▸ Assigned task:
Retrieve all lines below that have the string "they".

== Information shown

PR #888, opened 2021-07-06
Enable sanity assertions by default

Sanne:
What would you all think of this?

Untested as my local DBs are busy.

### DIFF
--- a/hibernate-reactive-core/src/main/java/org/hibernate/reactive/common/InternalStateAssertions.java
+++ b/hibernate-reactive-core/src/main/java/org/hibernate/reactive/common/InternalStateAssertions.java
@@ -5,6 +5,8 @@
  */
 package org.hibernate.reactive.common;
 
+import java.util.Locale;
+
 import io.vertx.core.Context;
 
 /**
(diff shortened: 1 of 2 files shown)


DavideD:
Could you rebase this to the latest changes, please?

The only thing that worries me about this change is that people will see an exception after the next upgrade.
But not fixing it might have unexpected results and  they can still disable the check if they can't, or don't want to, fix it

DavideD:
Another question before I merge this. Are this checks already enabled/disabled in Quarkus? (Basically, when we upgrade in Quarkus, will everything still work out of the box?)

Sanne:
No not all tests are passing in Quarkus, for example Panche Reactive was apparently still running tests on RESTEasy "blocking".

I've sent a PR https://github.com/quarkusio/quarkus/pull/18464 , but let's wait to merge this one as I couldn't verify the full suite yet.

DavideD:
ok

gavinking:
I'm not sure I understand this.

DavideD:
The check we have in place to make sure that the session is used in the right thread is disabled as a default in Hibernate Reactive. This pull request changes it by having it enabled as a default.

Or is something else that's not clear?

gavinking:
Well, OK. I don't have any specific objection, just a general feeling of unease that I don't have really clear in my head what are the implications of this.

DavideD:
It's possible the somebody is using the session is the wrong thread but doesn't see any error. After the upgrade they will have an exception and they will need to figure out what happened and how to fix it. Or they can just disable the check.

it shouldn't affect anybody else.

But I remembered that in Quarkus we kept this property disabled for the time being because there were some tests failing, that's why I asked about it.

Sanne:
@gavinking I had initially made it a "softer" opt-in because it would have broken many different modules in Quarkus.

But this required me to explciitly enable the checks on selected modules as we fixed them; I think we're finally done with that, so would at very least want to switch the default to make sure there is no module hiding somewhere without the appropriate changes.

In general, I also believe end users should really make sure to run this all in the right thread, as encoded by these assertions - otherwise there's racy access to mutable state by multiple threads, which is very tricky to diagnose: better to fail fast and provide useful guidance.

If I'm off here with excessive guards for some reasonable use case I didn't think of, I think it would be good to get details; at very least this makes sure people come forward.

Sanne:
[I've rebased it and added an additional commit.]

Sanne:
Ok let's merge this, it has been very useful for me to catch some integration issues still with Panache Reactive, and I don't think it is likely to get "in the way" of people doing reasonable things.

====

▸ Answer box:
But not fixing it might have unexpected results and  they can still disable the check if they can't, or don't want to, fix it
It's possible the somebody is using the session is the wrong thread but doesn't see any error. After the upgrade they will have an exception and they will need to figure out what happened and how to fix it. Or they can just disable the check.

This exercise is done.